Now back at full-bore, McCain shows off a schedule of that morning's radio phoners: He did 30 interviews in all, and nearly all included some variation on the question of whether he might be Kerry's running mate -- to which McCain answered with some variation on "No," followed by his laundry list of things that make him and Kerry incompatible. ("I am a pro-life, deficit hawk, free-trade Republican.") But this doesn't stop McCain from loving the nuisance of it.
"He tends to complain about a lot of things with a twinkle in his eye," says Sen. Chuck Hagel (R-Neb.), a close friend who says he refuses to get into a car with McCain. "You can tell a big part of him enjoys this."
A Flawed Hero
"All right, how many people we bringing with us?" McCain says, bounding from his office chair. He is heading to a news conference about a drug importation bill. As McCain waits for a Senate tram, tourists keep pointing at him, whispering to each other.

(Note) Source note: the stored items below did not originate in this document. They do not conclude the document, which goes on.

PR #14795, opened 2026-03-24
15.x NativeFileUploadDecoder optimization

pizzi80:
this version do not use the Java Stream api at all
and do not add a method to LangUtils


melloware (approved):

tandraschko:
as discussed, better just to such refactorings to master only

"Yep, I'm him," McCain says. "I'm that Al Gore guy."
After the news conference, a reporter approaches McCain with the running-mate question. She asks about a quote in the Boston Herald in which he said he "admired the Democratic Party."
"My words were taken completely out of context," McCain tells the reporter. His voice rises as his gait speeds. "I said I wouldn't run with Kerry because I'm a Republican, a Teddy Roosevelt Republican, and while I admire the Democratic Party, I am committed to Republicans.
"Duuhhh."
Back on the tram, McCain affects a high mocking voice to mimic the question. He seems exasperated, genuinely so, except for the grin.
The running-mate trope is just the latest co-dependent transaction between the media and their good friend McCain. Intrigue is served, ratings rise (when McCain is booked on a talk show). In return, McCain gets attention.